The tech, developed at Boston University, uses drug-loaded polymeric meshes with a removable air pocket that acts as a barricade.
When the air was removed, the team – led by Grad student Stefan Yohe, and professor Mark Grinstaff – found the rate of release could be extended for two or three month periods.
Brigham and Women’s Hospital’s Yolanda Colson – a thoracic surgeon as well as researcher on the study – said the finding is significant for a multitude of clinical applications.
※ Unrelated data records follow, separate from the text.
PR #731, opened 2016-06-11
Add customer-supplied encryption keys to Storage

### LINKED ISSUE #722: Support custom encryption keys for storage?
Can we support custom encryption keys for files uploaded?

Spec is here: https://cloud.google.com/compute/docs/disks/customer-supplied-encryption#top_of_page

quartzmo:
This implementation does not address a known issue in which the
service returns 411 when request sent with httpclient.

[closes #722]

### DIFF
--- a/lib/gcloud/storage/bucket.rb
+++ b/lib/gcloud/storage/bucket.rb
@@ -416,9 +416,23 @@ module Gcloud
       ##
       # Retrieves a file matching the path.
       #
+      # If a [customer-supplied encryption
+      # key](https://cloud.google.com/storage/docs/encryption#customer-supplied)
+      # was used with {#create_file}, the `encryption_key` and
+      # `encryption_key_sha256` options must be provided or else the file's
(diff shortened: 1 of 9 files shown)


lib/gcloud/storage/bucket.rb
```diff
@@ -433,9 +446,9 @@ def files prefix: nil, delimiter: nil, token: nil, max: nil, versions: nil
       #   file = bucket.file "path/to/my-file.ext"
       #   puts file.name
       #
-      def file path, generation: nil
+      def file path, generation: nil, key: nil, key_sha256: nil
```
jgeewax: encryption_key * ?

quartzmo: @blowmage? (My personal preference is for long, explicit names that hold closely to the underlying API...)

blowmage: My preference is for `key`.

quartzmo:
@blowmage Option names updated, ready for review.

She said: “The ability to control drug release over a two to three month period is of significant clinical interest in thoracic surgery with applications in pain management and in the prevention of tumour recurrence after surgical resection.”
The researchers hope the paper, titled ‘Superhydrophobic Materials for Tunable Drug Release: Using Displacement of Air to Control Delivery Rates’ will grab attention in the field of drug-loaded mesh, and will facilitate further exploration of polymeric mesh materials.
The mesh – a porous 3D superhydrophobic electrospun material – was prepared using biocompatible building blocks.
In order to trap air in the material, the team created meshes with contact angles greater than 150° which characterises a superhydrophobic surface – a surface which traps air when it becomes wet; the air molecule unable to escape from under a water droplet.
Such materials can be observed in nature, with leaves or insect wings.
The study demonstrates that it is the contact angle of the mesh that dictates the rate at which water penetrates into the porous network and displaces entrapped air. The contact angle of the mesh was reduced with the introduction of a model bioactive agent known as SN-38, therefore allowing the airpocket to escape.
Yohe concluded: “Finally, the entrapped air layer within superhydrophobic meshes is shown to be robust in the presence of serum, where drug loaded meshes are efficacious against cancer cells in vitro for more than 60 days, thus demonstrating applicability for long-term drug delivery.”